Breeding & Population

Canvasbacks begin to pair during their return to breeding grounds in the spring. Drakes perform a number of impressive courtship displays during the breeding season. The hen selects the nest site and typically uses the same home range each year. The floating nest is constructed using vegetation and consists of a platform of interwoven plant material often in dense vegetation. The hen lays one egg a day, producing an average clutch of eight or nine eggs. In reaction to periods of extreme drought, the canvasback delays breeding or defers breeding altogether.

Canvasbacks breed from Alaska through the Yukon and western edge of the Northwest Territories to the parklands and mixed prairie of central North America.

Migration

Canvasbacks winter along three coasts, principally from San Pablo Bay along the Pacific, to coastal Louisiana, to the Chesapeake Bay on the Atlantic.
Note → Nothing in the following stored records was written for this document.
PR #607, opened 2021-06-05
 feat: use first para as abstract

mikemckiernan:
Because writers update most ADOC files and specify
the first para as the abstract, just use the first
para as the abstract if it is not explicitly specified.

### DIFF
--- a/.gitignore
+++ b/.gitignore
@@ -21,3 +21,4 @@ sling-org-apache-sling-karaf-configs/.settings
 
 pantheon-karaf-dist/src/main/resources/etc/keystore/
 pantheon-karaf-dist/src/main/resources/etc/org.ops4j.pax.web.cfg
+.m2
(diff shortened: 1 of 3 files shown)


pantheon-bundle/src/main/java/com/redhat/pantheon/servlet/ModuleListingServlet.java
```diff
@@ -227,7 +227,7 @@ protected String getQuery(SlingHttpServletRequest request) {
 
     @Override
     protected Map<String, Object> resourceToMap(Resource resource) {
-        Module module = resource.adaptTo(Module.class);
+        com.redhat.pantheon.model.module.Module module = resource.adaptTo(com.redhat.pantheon.model.module.Module.class);
```
xdavidson, line 230: Do we really need make this code change?

xdavidson (commented):
Thank you for your contribution on the abstract!

pantheon-bundle/src/main/java/com/redhat/pantheon/servlet/ModuleListingServlet.java
mikemckiernan: Thanks @xdavidson  and @carlosmunoz.  I changed to use Java 8 and reverted the change to this file.

I'm happy to make any other changes. Thanks again for the help.

xdavidson (approved):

Inland, Catahoula Lake in Louisiana has recently hosted the world’s largest single aggregation (sometimes > 70,000) of wintering canvasbacks.

Interesting facts

  • Canvasbacks are accomplished athletes. In the air, they are capable of speeds of more than 100 km/hr, and in the water, they can dive to depths exceeding 5 metres, although they mostly feed in shallower places.
  • The canvasback’s Latin name Aythya valisineria is derived from the Latin for wild celery, one of their favourite foods in the eastern portion of their range.
  • Female redheads find canvasbacks to be attractive surrogate mothers for their young. These hens lay their eggs in the nest of a female canvasback that has already initiated her own nest. Even canvasback hens sometimes will lay eggs in the nest of another canvasback. This act is termed ‘nest parasitism’ and it has a number of negative effects on the host.